_PROBLEM TO SOLVE_:
Wherever a line in the data holds the word "Optional", pull that line out.

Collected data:
PR #572, opened 2024-06-24
Update `NmdcPortalApiClient` with new authentication scheme

### LINKED ISSUE #571: Update `NmdcPortalApiClient` to use new Bearer token authentication
With https://github.com/microbiomedata/nmdc-server/pull/1257 the Portal API has a new authentication mechanism. The class in `nmdc-runtime` (`NmdcPortalApiClient`) which interacts with that API needs to be updated in accordance. Instead of storing a session cookie in the environment, we need to store a refresh token ([see also](https://github.com/microbiomedata/nmdc-server/issues/1277)). A `NmdcPortalApiClient` instance needs to exchange that refresh token for an access token and then use the access token in the `Authorization` header with any subsequent requests.

pkalita-lbl:
# Description

The Portal API has replaced session cookie-based authentication with Bearer token authentication. These changes update `NmdcPortalApiClient` to reflect that.

In testing I also found that the `SubmissionPortalTranslator` has drifted away from the Portal a bit. In particular, `samp_name` is now the unique key slot on `Biosample` instances instead of `source_mat_id`. These changes also correct that.

Fixes #571 

## Type of change

# How Has This Been Tested?

- [x] Unit test suite 
  - These changes update `tests/test_ops/test_data_api_ops.py` to reflect the new behavior of `NmdcPortalApiClient`.
  - These changes fix the test configuration of `tests/test_graphs/test_submission_portal_graphs.py` and remove the `xfail` mark.
- [x] Manually ran the `translate_metadata_submission_to_nmdc_schema_database` job in the Dagit interface

# Checklist:

- [ ] I have made corresponding changes to the documentation (in `docs/` and in <https://github.com/microbiomedata/NMDC_documentation/>?)
- [x] I have added tests that prove my fix is effective or that my feature works, incl. considering downstream usage (e.g. <https://github.com/microbiomedata/notebook_hackathons>) if applicable.
- [x] New and existing unit and functional tests pass locally with my changes (`make up-test && make test-run`)

### DIFF
--- a/nmdc_runtime/site/resources.py
+++ b/nmdc_runtime/site/resources.py
@@ -371,16 +371,31 @@ def gold_api_client_resource(context: InitResourceContext):
 
 @dataclass
 class NmdcPortalApiClient:
+
     base_url: str
-    # Using a cookie for authentication is not ideal and should be replaced
-    # when this API has an another authentication method
-    session_cookie: str
+    refresh_token: str
+    access_token: Optional[str] = None
+    access_token_expires_at: Optional[datetime] = None
+
+    def _request(self, method: str, endpoint: str, **kwargs):
+        if self.access_token is None or datetime.now() > self.access_token_expires_at:
+            refresh_response = requests.post(
+                f"{self.base_url}/auth/refresh",
+                json={"refresh_token": self.refresh_token},
+            )
+            refresh_response.raise_for_status()
+            refresh_body = refresh_response.json()
+            self.access_token_expires_at = datetime.now() + timedelta(
+                seconds=refresh_body["expires"]
+            )
+            self.access_token = refresh_body["access_token"]
+
+        headers = kwargs.get("headers", {})
+        headers["Authorization"] = f"Bearer {self.access_token}"
+        return requests.request(method, f"{self.base_url}{endpoint}", **kwargs, headers=headers)
 
     def fetch_metadata_submission(self, id: str) -> Dict[str, Any]:
-        response = requests.get(
-            f"{self.base_url}/api/metadata_submission/{id}",
-            cookies={"session": self.session_cookie},
-        )
+        response = self._request("GET", f"/api/metadata_submission/{id}")
         response.raise_for_status()
         return response.json()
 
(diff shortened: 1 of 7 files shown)


eecavanna (dismissed):

nmdc_runtime/site/resources.py
```diff
@@ -371,30 +371,47 @@ def gold_api_client_resource(context: InitResourceContext):
...
+    def _request(self, method: str, endpoint: str, **kwargs):
+        if self.access_token is None or datetime.now() > self.access_token_expires_at:
+            refresh_response = requests.post(
+                f"{self.base_url}/auth/refresh",
+                json={"refresh_token": self.refresh_token},
+            )
+            refresh_response.raise_for_status()
+            refresh_body = refresh_response.json()
+            self.access_token_expires_at = datetime.now() + timedelta(
+                seconds=refresh_body["expires"]
```
eecavanna, line 389: Side note (not the focus of this PR): I'm surprised that the Data Portal API returns the token's expiration as an offset, instead of as an absolute time. It seems to me that that could lead to there being an offset between the time the client thinks it expires and the time the server thinks it expires (e.g. a client on a slow internet connection might think it expires a couple seconds later than the server does).

pkalita-lbl: `nmdc-server` is _not_ a full OAuth 2.0 authorization server, but the `expires` field is inline with OAuth 2.0 recommendation of sending the lifetime in second: https://datatracker.ietf.org/doc/html/rfc6749#section-5.1. I don't know if using `expires` instead of `expires_in` was intentional or an oversight.

pkalita-lbl: I think it was an oversight so I'm requesting we change it to `expires_in`: https://github.com/microbiomedata/nmdc-server/pull/1287 Once that's accepted and merged I'll updated this PR as well.

eecavanna: Thanks for providing links to the recommendation. I agree that calling it `expires_in` (which is what it's called in the latest commit on this branch) and having it be a number of seconds (as opposed to an absolute timestamp) is in line with the recommendation.

eecavanna (approved):
Looks good to me!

_PROBLEM SOLUTION_:
+    access_token: Optional[str] = None
+    access_token_expires_at: Optional[datetime] = None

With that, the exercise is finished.